Eating My Grandmother: a grief cycle by Krissy Kneen
UQP, 2015
Eating My Grandmother is the first collection of poems by novelist and short-story writer Krissy Kneen. As its blurb announces, it is a book written out of a sense of necessity: the imperative to record and to make sense of grief. These poems are autobiographical and confessional: their ‘I’ presents itself as the voice of the poet, and a photograph of the poet’s grandmother appears after the last poem. Grief and loss, of course, are some of the most trodden territory in poetry, so the question with any book like this one is: how does this poet find a new way through it? The title, Eating My Grandmother, introduces the physicality of attachment to the deceased which will characterise the rest of the collection. Some of its best poems move between the intangible recollection of the dead and the physicality of the remains. It is, in that regard, a book about types of remembrance, moving between materiality and memory, cremation and cannibalism.
The opening poem initiates the claustrophobia of clinging, willingly and unwillingly, to a lost loved one:
In grief a queen forbade her king’s removal sat him up at table. ate with him, slept with him, waved from the royal carriage at his mouldering side. Imagine the temptation to touch what was once warm, cold now on a pillow damp with death folding into itself, going to ground.

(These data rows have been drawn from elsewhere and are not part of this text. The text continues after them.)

PR #242, opened 2023-10-26
Lit 1693/add explicit stytch authentication factors

joshLong145:
- Adds new `Stytch Auth Factor` type provider, and explicit `AuthMethodTypes` for the following authentication types
- email otp
- sms otp
- WhatsApp otp
- totp

Uses a single new provider class with a unique `FactorParsers` to parse the auth factor from the session token.


Ansonhkg:
lgtm

PR #244, opened 2023-10-31
Feature/lit 1799 fix req data mapping in js sdk

joshLong145:
- Addresses an issue introduced in commit 88a5300cf3e2f48bcede8f78407b997fff556640 which would cause `422` error on requests to node endpoints if `authMethod` parameters where defined as an empty array `[]` this pr corrects mistakes made to implementation.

The universality of the experience is both an advantage and a problem; the avoidance of cliché is especially difficult, and in this Eating My Grandmother is not always successful. The first poem has some slightly tired lines (‘Now / in dream. / in breath / in all the painful trudge of days ahead I grow / in grit / in earth / in death’) and the image of the headless chicken, for instance, in the first part of ‘Fugue’ (the following poem) is lazy. This is unfortunate as there are strong lines and images in all of these poems. Poetry as personal and overtly therapeutic as this can be especially difficult for a poet to edit, and a firmer editorial hand was needed at too many points. Related to this is an unwillingness to trust the reader; there is no need to be told at the start of the first poem in the Requiem section that the world is muted ‘because of grief’ (surely we know this by now) or in its seventh part that a rare declaration of love from her grandmother to her mother was ‘a moment of truth’.
Where this book does do distinctive things is mostly in two central concerns: the eating and the grandmother. The character of the grandmother as she emerges is vivid, especially her influence on her immediate family. The poems tell of her migration (‘My grandmother / (mother-aunt) / arrived in England, / opening a suitcase / empty of everything but / a skull / gifted by a doctor.’ (Requiem ix)), her collecting of fairy tales, her emotional distance and fierce temper. The difficulty of the poet’s relationship to her grandmother makes for much that is best in the book and keeps it, in those parts, clear of sentimentality. The physicality of eating recurs through the poems and does several sorts of work: it conveys powerfully the physicality and obsessiveness of grief, while at the same time standing in opposition to the other side of dealing with loss, the apparently disembodied activity of memory, the limited living on in the words of others.
The final poem, ‘Cadenza’, ends the book with a panic attack in a supermarket. The detail of silently falling plastic knives as trigger is well chosen (‘The pointless sound / of nothing / hitting ground / is what breaks me.’) In this ending, and in the movement of the book as a whole, the word ‘cycle’ of the title seems well chosen. It is a book of circles and repetitions rather than of forward motion, and in that it captures the slowness and frustration of grief. Despite the blurb it offers not so much ‘a kaleidoscope’ as obsessive fixity, the combining and recombining of memory.